Brief -> Using the data below, show every line where the word "receive" occurs.
═══ Exercise materials ═══
PR #682, opened 2026-01-29
Update reference sir

k88hudson-cfa:
I removed the no queries option and simplified this to legacy/entities.

There seems to be a weird bug here though where the entities count (which uses `self.query_entity_count`) isn't updating after recovering people? I see the test fail on the line after recovering the first person (the count should go from 6 -> 5).
The attack rate is also way too high

### DIFF
--- a/ixa-bench/src/reference_sir/sir_ixa/entities.rs
+++ b/ixa-bench/src/reference_sir/sir_ixa/entities.rs
@@ -61,9 +61,15 @@ impl InfectionLoop for Context {
     }
 
     fn recover_person(&mut self, p: PersonId, _t: f64) {
-        assert_eq!(self.get_property::<_, InfectionStatus>(p), InfectionStatus::Infectious);
+        assert_eq!(
+            self.get_property::<_, InfectionStatus>(p),
+            InfectionStatus::Infectious
+        );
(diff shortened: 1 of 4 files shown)


RobertJacobsonCDC:
It looks like #685 fixes it. I rebased locally, and everything seems to run. All tests pass.

Do you want to rebase and run `mise run fix:rust` to keep the linter happy?

ixa-bench/src/reference_sir/sir_ixa/entities.rs
```diff
@@ -98,20 +58,15 @@ impl InfectionLoop for Context {
             let stats_data = self.get_data_mut(ModelStatsPlugin);
             stats_data.record_infection(current_t);
         }
-
-        // Update the non-query index
-        self.get_data_mut(NonQueryInfectionTracker).insert(p);
     }
 
     fn recover_person(&mut self, p: PersonId, _t: f64) {
+        assert_eq!(self.get_property::<_, InfectionStatus>(p), InfectionStatus::Infectious);
```
RobertJacobsonCDC: I've surprised the compiler can't infer the return type in these comparisons.

RobertJacobsonCDC (approved):

PR #474, opened 2025-03-27
Rare halo Truncation and some extra parameter checks

daviesje:
This is a cleaner implementation of the rare-halo truncation I implemented in the `2025-database-runs` branch. It uses the same criteria as DexM (>7 sigma) for determining halos which have been successively sampled at too high a mass. It then gives them a single progenitor at it's expected mass, given by it's CHMF integral and any corrective factors.

I have also disabled the previous behaviour of extrapolating the CHMF using an exponential below the table minimum probability. The rng *can* sample exactly zero and this causes too many progenitors to be at the condition mass, furthermore the exponential was simply not steep enough.

A few other changes were introduced here regarding parameter clashes. We are now forcing PS or ST mass functions when using halos, and throwing errors instead of warnings when trying to enable modules which have no effect without halos (upper stellar turnover and exponential filter), to avoid confusion.

I have also corrected some of the templates, the previous default `HII_FILTER` was the sharp-k, and so I've added that to the templates without discrete halos.


tests/test_halo_sampler.py
```diff
@@ -34,7 +34,8 @@
 @pytest.mark.parametrize("cond_type", ["cat", "grid"])
 @pytest.mark.parametrize("cond", range(len(options_delta)))
 def test_sampler(name, cond, cond_type, plt):
-    redshift, kwargs = cint.OPTIONS_HMF[name]
+    _, kwargs = cint.OPTIONS_HMF[name]
+    redshift = 7.0  # we need the largest condition mass to not be >7 sigma
```
steven-murray, line 38: Why does the largest condition mass need to be <7? Because it will trigger the rare halo case?

steven-murray (approved):

tests/test_halo_sampler.py
daviesje: Yeah, if the condition mass trips the rare halo check it's not a very useful test

PR #475, opened 2025-03-28
fixed segfault bug without halos but with minihalos and no lya heating

jordanflitter:
fixed segfault bug without halos but with minihalos and no lya heating


daviesje (approved):
Looks good to me. It would be nice to add this case to our segfault tests but this would end up doubling test time (see #450). I'm happy to put this in now

PR #479, opened 2025-04-02
dNrec_box exists only if INHOMO_RECO=True

jordanflitter:
This change was made to reduce used memory when `INHOMO_RECO=False`.


steven-murray:
To get the tests passing, I think all you need to do is remove `dNrec_box` from the lightcone fields in the `test_drivers_lc.py` test file.

tests/test_drivers_lc.py
```diff
@@ -51,7 +51,7 @@ def test_lightcone_quantities(
     assert "log10_mturn_mcg" in lc.global_quantities
 
     # dNrec is not filled because we're not doing INHOMO_RECO
-    assert lc.lightcones["dNrec_box"].max() == lc.lightcones["dNrec_box"].min() == 0
+    # assert lc.lightcones["dNrec_box"].max() == lc.lightcones["dNrec_box"].min() == 0
```
daviesje, line 54: Just remove these comments. We know that dNrec isn't always present

daviesje (approved):
g2g after getting pre-commit and tests to pass

PR #480, opened 2025-04-02
Detect c compiler more interactively

moll-re:
Hello, this is a tentative PR to fix an installation issue when simply using pip to install the package.

During the installation this version tries to infer the compiler from the environment variable `CC` and only then falls back onto the compiler returned by `sysconfig.get_config_var("CC")`.

Since binary distributions of programs are so common, it is often the case that the compiler used to build python is not present on the system. But `sysconfig.get_config_var("CC")` returns just that - the compiler that was used to build this particular distribution. Using environment variables instead is a more flexible approach in my opinion.

Let me know if you are interested in integrating this PR and whether you require changes/tests/documentation.

### DIFF
--- a/build_cffi.py
+++ b/build_cffi.py
@@ -6,7 +6,13 @@ import sysconfig
 from cffi import FFI
 
 # Get the compiler. We support gcc and clang.
-_compiler = sysconfig.get_config_var("CC")
+_compiler = os.environ.get("CC", None)
+if _compiler is None:
+    # If CC is not set, use the default compiler from sysconfig - the one used to build Python
+    _compiler = sysconfig.get_config_var("CC")
+    print(f"No environment variable CC set, trying to use compiler from sysconfig: {_compiler}")
+else:
+    print(f"Compiler specified as environment variable CC: {_compiler}")
 
 if "gcc" in _compiler:
     compiler = "gcc"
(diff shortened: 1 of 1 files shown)


build_cffi.py
```diff
@@ -6,7 +6,15 @@
...
-_compiler = sysconfig.get_config_var("CC")
+_compiler = os.environ.get("CC", None)
+if _compiler is None:
+    # If CC is not set, use the default compiler from sysconfig - the one used to build Python
+    _compiler = sysconfig.get_config_var("CC")
+    print(
+        f"No environment variable CC set, trying to use compiler from sysconfig: {_compiler}"
+    )
+else:
+    print(f"Compiler specified as environment variable CC: {_compiler}")
```
steven-murray, line 17:
```suggestion
_compiler = os.environ.get("CC", sysconfig.get_config_var("CC"))
```

steven-murray (changes requested):
Thank you very much @moll-re -- I like this suggestion a lot, but I think we should not be printing during the build. If you think it's important, we _could_ add a `logger.info()` statement?

moll-re:
I don't have any strong opinions on that. My thought process is that it would make it easier to retrace the issue should there be a problem. But in that case it might be sufficient to adapt the exception that is being raised instead.
If you want I can adapt the code accordingly or we can keep it as is.

steven-murray:
Thanks @moll-re -- it would be nice to be able to print this info if e.g. `-vv` was passed on the cmd line to `pip install ...`. I'm not quite sure how to do that though :-P

steven-murray:
Oh I see! I'd accept a PR to bring this back :-)

PR #481, opened 2025-04-02
J_21_LW exists only if USE_MINI_HALOS=True

jordanflitter:
This change was made to reduce used memory when `USE_MINI_HALOS=False`.

### DIFF
--- a/src/py21cmfast/wrapper/outputs.py
+++ b/src/py21cmfast/wrapper/outputs.py
@@ -1093,9 +1093,9 @@ class TsBox(OutputStructZ):
             int(inputs.user_params.NON_CUBIC_FACTOR * inputs.user_params.HII_DIM),
         )
         out = {
-            "Ts_box" : Array(shape, dtype=np.float32),
-            "x_e_box" : Array(shape, dtype=np.float32),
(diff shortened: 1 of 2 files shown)


src/py21cmfast/wrapper/outputs.py
```diff
@@ -1286,7 +1286,9 @@ def get_required_input_arrays(self, input_box: OutputStruct) -> list[str]:
         elif isinstance(input_box, PerturbedField):
             required += ["density"]
         elif isinstance(input_box, TsBox):
-            required += ["J_21_LW_box", "x_e_box", "Tk_box"]
+            required += ["Tk_box", "x_e_box"]
+            if self.flag_options.USE_MINI_HALOS:
+                required += ["J_21_LW_box"]
```
daviesje, line 1291: Just check that all of the other structs which require this box have it behind a flag as well

daviesje (approved):

src/py21cmfast/wrapper/outputs.py
jordanflitter: Thanks! I put it behind a flag for `TsBox`, `IonizedBox` and `HaloBox`, I don't think there are more structures that require `J_21_LW_box`.

PR #482, opened 2025-04-02
Throw errmsg if desired quantities don't match inputs

jordanflitter:
This PR follows the previous PRs (#478, #479, #481). If the user asks for a global/lightcone quantity that doesn't match with the input (such that the coeval box doesn't contain the relevant fields), an error is thrown with the appropriate message. This could be implemented more nicely, but it works.


jordanflitter:
> I think this will be better placed as validators in the `Lightconer` (for lightcone_quantities) and `LightCone` (for global_quantities) classes.

Yeah, this is a good idea for global_quantities, however `Lightconer` (unlike `LightCone`) doesn't receive an `InputParameters` object (or its subclasses) as an input.

src/py21cmfast/drivers/lightcone.py
```diff
@@ -321,6 +321,40 @@ def compute_rsds(self, n_subcells: int = 4, fname: str | Path | None = None):
         return tb_with_rsds
 
 
+def check_run_lightcone_inputs(**kwargs):
+    inputs = kwargs["inputs"]
```
steven-murray, line 325: This is fine and will work, but I think it will be less work for us in the future if we do something like the following:

```python
def _check_desired_arrays_exist(desired_arrays: list[str], inputs: InputParameters):
    possible_outputs = [
        InitialConditions.new(inputs),
        PerturbedField.new(inputs, z=0), # these are just dummy/empty outputs, so no need for proper redshift
        TsBox.new(inputs, z=0),
        ...., #etc
    ]
    for name in desired_arrays:
        exists = False
        for output in possible_outputs:
            if name in output.arrays:
                exists = True
                break
        if not exists:
            raise ValueError(f"You asked for {name} but it is not computed for the inputs: {inputs}")
```

steven-murray: Then you would call this function once each for the lightcone quantities and global quantities.

steven-murray (commented):
Thanks @jordanflitter, this is a good addition, but I have a suggestion to make it more generic.

src/py21cmfast/drivers/lightcone.py
```diff
@@ -321,6 +329,27 @@ def compute_rsds(self, n_subcells: int = 4, fname: str | Path | None = None):
         return tb_with_rsds
 
 
+def _check_desired_arrays_exist(desired_arrays: list[str], inputs: InputParameters):
+    possible_outputs = [
+        InitialConditions.new(inputs),
```
steven-murray, line 334: Should `PerturbedHaloField` be in here as well?

steven-murray (commented):
Thanks @jordanflitter. It looks like one of the tests is breaking due to requesting a non-available array, so we should fix that!

src/py21cmfast/drivers/lightcone.py
jordanflitter: I don't think so, I think that fields from halo catalogs cannot be used as global/lightcone quantities, as they are not part of the coeval box fields.

jordanflitter:
> Thanks @jordanflitter. It looks like one of the tests is breaking due to requesting a non-available array, so we should fix that!
Yeah, I see in the logs that "XFAIL tests/test_c_interpolation_tables.py::test_Nion_conditional_tables[FFCOLL-PS..."
I wasn't able to understand from that what specifically caused these tests to fail.

daviesje (approved):

PR #483, opened 2025-04-02
Add benchmarking, fix bug that copied all arrays on compute()

daviesje:
This PR achieves two things:

#### Add Benchmarking:
- places the `test_segfault` calls into `pytest-benchmark` to do automatic benchmarking on a range of lightcone/coeval runs
- Since these tests can be slow, we only do one iteration of each
- (todo) use a github workflow to cache previous results and ensure that we aren't increasing demand too much

#### Fix a numpy casting bug:
- numpy.ndarray.astype copies arrays by default, I have switched this off in `Array.with_value` by setting `copy=False` so that we only copy when the dtypes are different
- I have added a new array evolver, `Array.computed()` for when we want to mark an array as computed, but throw an error instead of silently copying when the types are different, this is now used in the `OutputStruct._compute()` method and in `XraySourceBox`.


steven-murray (approved):
Thanks!

Issue #484, opened 2025-04-02
[Feature Req.] lowres_vcb should exist only if USE_MINI_HALOS=True and FIX_VCB_AVG=False


jordanflitter:
In the spirit of PRs #478, #479, #481, I tried to implement the following logic: `lowres_vcb` exists only if `USE_MINI_HALOS=True` and `FIX_VCB_AVG=False`.

This would not only save memory but also runtime: in `ComputeInitialConditions`, `lowres_vcb` is still computed even if `USE_MINI_HALOS=False` or `FIX_VCB_AVG=True` (though it is not computed if `USE_RELATIVE_VELOCITIES=False`). So even if this (lowres) box is not used in the calculation, 3 (!) highres boxes are computed for no purpose.

Fixing this however requires `ComputeInitialConditions` to receive `flag_options` since this is the structure that holds the said flags. This is where I failed...

jordanflitter:
Issue solved in PR #486 and can therefore be closed.

Note: `USE_RELATIVE_VELOCITIES` should probably be part of `flag_options` than rather `user_params`. The solution to this PR brings us one step closer to this, however `USE_RELATIVE_VELOCITIES` is also used throughout `cosmology.c` where `flag_options` is missing. This will have to wait for a future PR.

PR #486, opened 2025-04-02
lowres_vcb exists only if USE_MINI_HALOS=True and FIX_VCB_AVG=False

jordanflitter:
This PR solves issue #484. It reduces the used memory and improves (slightly) runtime when either `USE_MINI_HALOS=False` or `FIX_VCB_AVG=True`.


steven-murray (commented):
Hmmm, this one I can't approve. Unfortunately there's some subtlety here, because we don't want to make `InitialConditions` dependent on `FlagOptions`. Currently, it is independent of `FlagOptions` so that we can cache a particular `InitialConditions` and re-use it for different flag options (and astro params). Making it dependent would mean invalidating a lot of cache and lead to worse performance in some critical applications (like MCMC).

PR #488, opened 2025-04-03
Add base benchmark

steven-murray:
Having a second go


daviesje (approved):
Just one question: does Bencher automatically store all the result files for us or do we need to have the previous benchmark somewhere?

PR #490, opened 2025-04-03
Fix caching issues

daviesje:
This fixes a couple of issues we had with caching:

- The path templates needed to be able to handle both the string wildcards, as well as possibly numerical values (hex for hashes, .4f for redshift etc), otherwise the `.format()` call would sometimes break
- It turns out that the python builtin `hash()` adds a random seed per session, making in unusable for hashing our input parameters

I have also moved some of the tests which dealt solely with the `OutputCache` into a new class within `test_caching.py` with some extra tests

### DIFF
--- a/src/py21cmfast/io/caching.py
+++ b/src/py21cmfast/io/caching.py
@@ -63,7 +63,7 @@ class OutputCache:
         }
 
     @classmethod
-    def fill_path_template(
+    def _fill_path_template(
         cls,
         *,
         kind: str | None = None,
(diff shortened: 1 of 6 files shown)


src/py21cmfast/io/caching.py
```diff
@@ -39,25 +42,67 @@ class OutputCache:
...
+            ).hexdigest(),
+            "seed": inputs.random_seed,
+            "zgrid": md5(repr(inputs.node_redshifts).encode()).hexdigest(),
+            "astro_flag": md5(
+                (repr(inputs.astro_params) + repr(inputs.user_params)).encode()
+            ).hexdigest(),
         }
 
+    @classmethod
+    def fill_path_template(
```
steven-murray, line 66: I think we should make this `_fill_path_template` because it's not something that the users should be using.

steven-murray (approved):
Wonderful!

PR #491, opened 2025-04-04
changed upper mass integral limit when HALO_STOCHASTICITY=False

jordanflitter:
This change was made in order to calculate more accurately the emissivity fields in `HaloBox` in the (rare) configuration of `FIXED_HALO_GRIDS=False`, `HALO_STOCHASTICITY=False` and `AVG_BELOW_SAMPLER=True`. Now, the upper mass integral limit for the unresolved halos corresponds to the (highres) cell size, in agreement with the smallest scale in the DEXM algorithm in this configuration.

### DIFF
--- a/src/py21cmfast/src/HaloBox.c
+++ b/src/py21cmfast/src/HaloBox.c
@@ -681,7 +681,7 @@ int ComputeHaloBox(double redshift, UserParams *user_params, CosmoParams *cosmo_
         LOG_DEBUG("Gridding %llu halos...",halos->n_halos);
 
         double M_min = minimum_source_mass(redshift,false,astro_params,flag_options);
-        double M_max = M_MAX_INTEGRAL;
+        double M_max;
         double cell_volume = VOLUME/HII_TOT_NUM_PIXELS;
 
         double turnovers[3];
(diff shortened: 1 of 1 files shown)


src/py21cmfast/src/HaloBox.c
```diff
@@ -681,7 +681,7 @@ int ComputeHaloBox(double redshift, UserParams *user_params, CosmoParams *cosmo_
         LOG_DEBUG("Gridding %llu halos...",halos->n_halos);
 
         double M_min = minimum_source_mass(redshift,false,astro_params,flag_options);
-        double M_max = M_MAX_INTEGRAL;
+        double M_max;
```
daviesje, line 684: This should probably be named to something that makes it clear it's the maximum mass of the *integrated* component of the halo boxes, so that nobody can confuse it with the maximum halo mass overall

src/py21cmfast/src/HaloBox.c
```diff
@@ -699,12 +699,19 @@ int ComputeHaloBox(double redshift, UserParams *user_params, CosmoParams *cosmo_
...
         }
         else{
             //set below-resolution properties
             if(user_params->AVG_BELOW_SAMPLER && M_min < user_params->SAMPLER_MIN_MASS){
-                set_fixed_grids(M_min, user_params->SAMPLER_MIN_MASS, ini_boxes,
+                if (flag_options->HALO_STOCHASTICITY){
+                    M_max = user_params->SAMPLER_MIN_MASS;
+                }
+                else {
+                    M_max = RtoM(L_FACTOR*user_params->BOX_LEN/user_params->DIM);
```
daviesje, line 712: There's one edge case that we're still missing here I think, which is when the cell size is so ridiculously small that it goes below the minimum source mass. in which case we can just skip the integrated component entirely. While it *does* get caught in the integrals themselves we probably don't want to go through the whole setup.

daviesje (commented):
good to go after a couple minor comments and tests passing

jordanflitter:
Thanks for the suggestions @daviesje. I renamed `M_max` to `M_max_integral` and I split the `if (AVG_BELOW_SAMPLER && Min < M_max_integral)` into two separate conditions.

daviesje (approved):

PR #492, opened 2025-04-04
Existence of output initial velocities depend on PERTURB_ON_HIGH_RES

jordanflitter:
This change was made to reduce used memory.
If `PERTURB_ON_HIGH_RES = True`, then only hires initial velocities exist.
If `PERTURB_ON_HIGH_RES = False`, then only lowres initial velocities exist. However, note that if `PERTURB_ALGORITHM == "2LPT"`, we must also have 2LPT hires initial velocities (even if we don't use them as an output), as these boxes are always used as an intermediate storage place for the 2LPT calculation, regardless the value of `PERTURB_ON_HIGH_RES`.

NOTE: In the future, we may come up with a similar logic when `PERTURB_ALGORITHM=LINEAR`, in this case the initial velocities are not used at all for the perturbed density and velocity fields. However, these initial velocities can be used in `PerturbHaloField` so they should still exist and be computed if `USE_HALO_FIELD=True` (and `FIXED_HALO_GRIDS=False`). So a future PR should be something like if `PERTURB_ALGORITHM=LINEAR` and (`USE_HALO_FIELD=False` or `FIXED_HALO_GRIDS=True`)->don't bother calculating and saving initial velocities.

### DIFF
--- a/src/py21cmfast/wrapper/outputs.py
+++ b/src/py21cmfast/wrapper/outputs.py
@@ -485,13 +485,13 @@ class InitialConditions(OutputStruct):
     _compat_hash = _HashType.user_cosmo
 
     lowres_density = _arrayfield()
-    lowres_vx = _arrayfield()
-    lowres_vy = _arrayfield()
-    lowres_vz = _arrayfield()
+    lowres_vx = _arrayfield(optional=True)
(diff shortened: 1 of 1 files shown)


daviesje (commented):
This looks right to me but we should get the tests passing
═══
Solution to this problem ->
Yeah, this is a good idea for global_quantities, however `Lightconer` (unlike `LightCone`) doesn't receive an `InputParameters` object (or its subclasses) as an input.
Fixing this however requires `ComputeInitialConditions` to receive `flag_options` since this is the structure that holds the said flags. This is where I failed...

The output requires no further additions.